During his tenure, Lansing led NPR through the pandemic and turbulent presidential election and aftermath, as well as coverage of the war in Ukraine. He also moved to diversify the newsroom and content, as well as the NPR executive team, which now includes more than 40% people of color, from 9% in 2019. Overall representation of people of color increased to 42% this year, from 33% in 2019, according to the network.

Earlier this year, Lansing announced the layoffs of about 10% of the current staff, amid a soft ad market and a drop in revenue from corporate sponsors. He cited a projected shortfall of $30 million.
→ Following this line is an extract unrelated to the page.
PR #979, opened 2026-07-10
feat(reports): add scan ID and scan name columns, sorting, and filter

infinitewarp:
NOTE: This PR should not merge until AFTER https://github.com/quipucords/quipucords/pull/3240 merges because this branch depends on API changes being introduced in that PR's branch.

Improves the reports table to surface scan context alongside each report. This should make the page much more usable because without these the user has no information about where the listed reports came from.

NPR is among a number of media outlets that have cut staff in the past year.

Jeff Sine, board chair of NPR, credited Lansing for “his principled and tenacious leadership through a turbulent time for NPR, our system and our nation.”

“From developing pandemic protocols to sitting alongside President Biden at this year’s White House Press Dinner, John has faced the highs and lows with grace an equanimity.”

In his note to staffers, Lansing also wrote,  “All of you — and I mean every person working in every role at every level of this company — played a role in serving our audiences and the public interest at a time of incredible need. You should all stand proud, and it has been the honor of my career to have you as colleagues.”

His departure also will be the latest change in leadership at a major news organization. Mark Thompson was tapped last week to become the next CEO of CNN, succeeding Chris Licht after a short tenure. CBS News recently named Wendy McMahon to serve as sole head of CBS News and Stations, after the departure of her co-head, Neeraj Khemlani. Early this year, Noah Oppenheim left NBC News after nearly six years as president, as part of a reorganization. Rebecca Blumenstein was hired in a new role, president of editorial for NBC News.